Heat transport by turbulent Rayleigh-Benard Convection in cylindrical samples with aspect ratio one and larger

We present high-precision measurements of the Nusselt number N as a function of the Rayleigh number R for cylindrical samples of water (Prandtl number sigma = 4.38) with diameters D = 49.7, 24.8, and 9.2 cm, all with aspect ratio Gamma = D/L = 1 (L is the sample height).
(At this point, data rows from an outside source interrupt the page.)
PR #1760, opened 2019-01-31
#1604 Disable SyncLab/ShapesLab button when there is no selection

### LINKED ISSUE #1604: ShapesLab / SyncLab: Add button should be disabled when nothing/illegal object is selected

ChesterSng:
Fixes #1604 

**Outline of Solution**

Added an event handler in `SyncPane` and `ShapesLab` to handle selection change. When **no** objects are selected, the `Copy` and `Add` button will be disabled. The tooltip on mouse over will still show as below (mouse hidden in screenshot). 

1. This is when shapes add button is disabled.
shapesbuttondisabled

2. This is when shapes add button is enabled when there is a selection.
shapesbuttonenabled

3. This is when the mouse hovers over the disabled button.
shapesbuttondisabledwithtooltip

1. This is when sync copy button is disabled. 
syncbuttondisabled

2. This is when sync copy button is enabled when there is a selection.
syncbuttonenabled

3. This is when the mouse hovers over the disabled button.
syncbuttondisabledtooltip


PowerPointLabs/PowerPointLabs/TextCollection/ShapesLabText.cs
```diff
@@ -69,6 +69,6 @@ internal static class ShapesLabText
         public const string FolderDialogDescription = "Select the directory that you want to use as the default.";
         public const string ErrorFolderNonEmpty = "Please select an empty folder as default saving folder.";
 
-        public const string AddShapeToolTip = "Adds a shape to Shapes Lab.";
+        public const string AddShapeToolTip = "Adds a shape to Shapes Lab. \nStart by selecting a shape.";
```
blewjy: Since you changed the original tooltip, when the button is active, it still says to "Start by selecting a shape". Perhaps we should split into a `ButtonEnabledToolTip` and `ButtonDisabledToolTip`.

PowerPointLabs/PowerPointLabs/ShapesLab/CustomShapePane.cs
```diff
@@ -1677,6 +1712,41 @@ private void AddShapeButton_Click(object sender, EventArgs e)
...
+                    {
+                        toolTip1.Show(ShapesLabText.AddShapeToolTip, ctrl, ctrl.Width / 2, ctrl.Height / 2);
+                        toolTip1.Tag = ctrl;
+                        _toolTipShown = true;
+                    }
+                }
+            }
+            else
+            {
+                ctrl = toolTip1.Tag as Control;
```
blewjy: Is it possible not to reuse this `ctrl` variable here? Issue is when I first read through this part of the code, I was wondering why you are checking `ctrl != null` again on line 1742 when you already did that in line 1727. This may cause unnecessary confusion to other developers in the future.

PowerPointLabs/PowerPointLabs/ShapesLab/CustomShapePane.cs
```diff
@@ -1677,6 +1712,41 @@ private void AddShapeButton_Click(object sender, EventArgs e)
 
             AddShapeFromSelection(selection, addIn);
         }
+
+        // A disabled button cannot respond to any events.
+        // Thus we register the event to the pane and when the mouse moves over
+        // the button, the tool tip will display.
+        private void CustomShapePane_MouseMove(object sender, MouseEventArgs e)
```
YuPeiHenry: The button can be embedded inside a grid, with hitTest enabled and has the tooltip for the button. This is easier done with WPF (in fact I see that tooltip service can remove the need for a grid), not sure if its difficult to do currently.

PowerPointLabs/PowerPointLabs/ThisAddIn.cs
```diff
@@ -960,7 +961,7 @@ private void ThisAddInSelectionChanged(PowerPoint.Selection sel)
                 PowerPoint.Shape sh = null;
                 try
                 {
-                    sh = sel.ShapeRange[1];
+                    sh = sel.ShapeRange[1];
```
YuPeiHenry: Trailing whitespace

PowerPointLabs/PowerPointLabs/ThisAddIn.cs
```diff
@@ -978,6 +979,21 @@ private void ThisAddInSelectionChanged(PowerPoint.Selection sel)
 
             }
 
+
+            // When there is no selection on the slide, disable the add/copy buttons on
+            // customshapepane and syncpane respectively
+            if (GetActivePane(typeof(SyncPane)) != null)
```
YuPeiHenry: In C# 8, you can do optional chaining. Here, the entire block can be simply:
`(GetActivePane(typeof(SyncPane))?.Control as SyncPane).UpdateOnSelectionChange();`
I see many existing occurrences of this problem, might open an issue on this for codeQuality. Need your input on this.

PowerPointLabs/PowerPointLabs/ThisAddIn.cs
```diff
@@ -978,6 +979,21 @@ private void ThisAddInSelectionChanged(PowerPoint.Selection sel)
...
+
+            // When there is no selection on the slide, disable the add/copy buttons on
+            // customshapepane and syncpane respectively
+            if (GetActivePane(typeof(SyncPane)) != null)
+            {
+                SyncPane syncPane = GetActivePane(typeof(SyncPane)).Control as SyncPane;
+                syncPane.UpdateOnSelectionChange();
+            }
+
+            if (GetActivePane(typeof(CustomShapePane)) != null)
```
YuPeiHenry: Can use optional chaining here.

PowerPointLabs/PowerPointLabs/ShapesLab/CustomShapePane.cs
YuPeiHenry: Might want to ignore this if its too difficult, current implementation is fine too,

PowerPointLabs/PowerPointLabs/ThisAddIn.cs
leeyh20: We are currently using [ .NET Framework 4.6 for dev release ](https://github.com/PowerPointLabs/PowerPointLabs/blob/master/doc/ProjectSetUp.md) which might be using only C# 6.0. I'm not sure if upgrading the framework version is difficult or not, we did not try yet.

PowerPointLabs/PowerPointLabs/ShapesLab/CustomShapePane.cs
leeyh20: I think @YuPeiHenry's suggestion is to have a different implementation for this tooltip of the disabled button, so that you won't have to constantly track the movement of the mouse (which seems inefficient in a way).

leeyh20: I also think it could be easier to do it in WPF so... might want to change this implementation when moving over to WPF.

ChesterSng: @leeyh20 Yeah the `SyncLab` implementation is much simpler!

PowerPointLabs/PowerPointLabs/ThisAddIn.cs
```diff
@@ -978,6 +979,21 @@ private void ThisAddInSelectionChanged(PowerPoint.Selection sel)
 
             }
 
+
+            // When there is no selection on the slide, disable the add/copy buttons on
+            // customshapepane and syncpane respectively
+            if (GetActivePane(typeof(SyncPane)) != null)
+            {
+                SyncPane syncPane = GetActivePane(typeof(SyncPane)).Control as SyncPane;
+                syncPane.UpdateOnSelectionChange();
```
leeyh20: Why not pass the selection `sel` to this method as a parameter too?

PowerPointLabs/PowerPointLabs/SyncLab/Views/SyncPaneWPF.xaml.cs
```diff
@@ -72,6 +74,21 @@ public int FormatCount
             }
         }
 
+        public void UpdateCopyButtonEnabledStatus()
+        {
+            Selection selection = this.GetCurrentSelection();
```
leeyh20: Why not use a passed selection of shapes rather then try to get the current selection again?

leeyh20:
Could you also try to make tests that check whether the buttons are enabled / disabled?

PowerPointLabs/PowerPointLabs/ThisAddIn.cs
ChesterSng: This is because the selection can be retrieved inside `SyncPaneWPF.xaml.cs` but not in `ShapesLab`. I can change it such that both methods take in `sel`!

ChesterSng:
@leeyh20 Okay sure!

PowerPointLabs/PowerPointLabs/ThisAddIn.cs
leeyh20: Thanks! Hopefully nothing goes wrong with that! Just felt it is slightly better to use `sel` instead of `this.GetCurrentSelection()` because we have received #1543  bug reports before about `this.GetCurrentSelection()` sometimes not working in certain environments (not sure why...)

ChesterSng:
@leeyh20 I'm trying to write the tests to get the status of the button when there is a selection/no selection etc, but I'm having some trouble accessing the status of the button. 

` public bool GetCopyButtonEnabledStatus()
        {
            bool isCopyButtonEnabled = false;
            if (_pane != null)
            {
                UIThreadExecutor.Execute(() =>
                {
                    isCopyButtonEnabled = _pane.SyncPaneWPF1.copyButton.IsEnabled;
                });
            }
            return isCopyButtonEnabled;
        }
`

Somehow the variable isCopyButtonEnabled does not get updated after the execute call (always returns false).

leeyh20:
@ChesterSng Besides adding wait, have you tried doing the check for `isCopyButtonEnabled` directly without putting it inside UIThreadExecutor.Execute? Not sure if it will work
The `ShapesLabTest` is it failing randomly?

leeyh20:
@ChesterSng If the tests continue to fail, it might be because you need to clean the project or clear the cache or something. Or do ask another team member to help to test your branch !

ChesterSng:
@leeyh20 If I try to access the status without using the `UIThreadExecutor`, it will throw an exception saying that I'm trying to access something that belongs to another thread. 

The `ShapesLabTest` is failing all the time. I will clean and rebuild the project to try on PowerPoint 2013.

ChesterSng:
@YuPeiHenry Need help with testing on powerpoint 2010!

ChesterSng:
@leeyh20 
> @ChesterSng If the tests continue to fail, it might be because you need to clean the project or clear the cache or something. Or do you think the tests are failing because of another PR to the dev-release branch?
`ShapesLabTest` now passes on 2013

PowerPointLabs/Test/FunctionalTest/BaseFunctionalTest.cs
```diff
@@ -81,8 +81,8 @@ protected static void CheckIfClipboardIsRestored(Action action, int actualSlideN
             ShapeRange newShape = actualSlide.Shapes.Paste();
 
             // Check if pasted shape is the same as the shape added to clipboard originally
-            Assert.AreEqual(shapeNameToBeCopied, newShape.Name);
-            Assert.AreEqual(shapeToBeCopied.Count, newShape.Count);
+            //Assert.AreEqual(shapeNameToBeCopied, newShape.Name);
```
leeyh20: @ChesterSng Does the tests pass if you uncomment these lines?

leeyh20: This seems to be affecting another test.

ChesterSng: @leeyh20 oops I forgot to uncomment them. Uncommented and ShapesLabTest and SyncLabTest no problem!

YuPeiHenry:
Tested and passing on PPT2010.

PowerPointLabs/PowerPointLabs/PowerPointLabs.csproj
```diff
@@ -2073,6 +2073,9 @@
   <ItemGroup>
     <None Include="Resources\FillSlide.png" />
   </ItemGroup>
+  <ItemGroup>
+    <Content Include="Resources\AddToCustomShapesDisabled.png" />
```
leeyh20: Probably this should be None Include instead, which is causing the deployment error. Still testing.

In addition, we present data for D = 49.7 and Gamma = 1.5, 2, 3, and 6. For each sample the data cover a range of a little over a decade of R. For Gamma = 1 they jointly span the range 10^7 < R < 10^11. Where needed, the data were corrected for the influence of the finite conductivity of the top and bottom plates and of the side walls on the heat transport in the fluid to obtain estimates of N_infinity for plates with infinite conductivity and sidewalls of zero conductivity. For Gamma = 1 the effective exponent gamma_eff of N_infinity = N_0 R^gamma_eff ranges from 0.28 near R = 10^8 to 0.333 near R = 7 times10^10. For R < 10^10 the results are consistent with the Grossmann-Lohse model. For larger R, where the data indicate that N_infinity(R) = R^1/3, the theory has a smaller gamma_eff than 1/3 and falls below the data. The data for Gamma > 1 are only a few percent smaller than the Gamma = 1 results.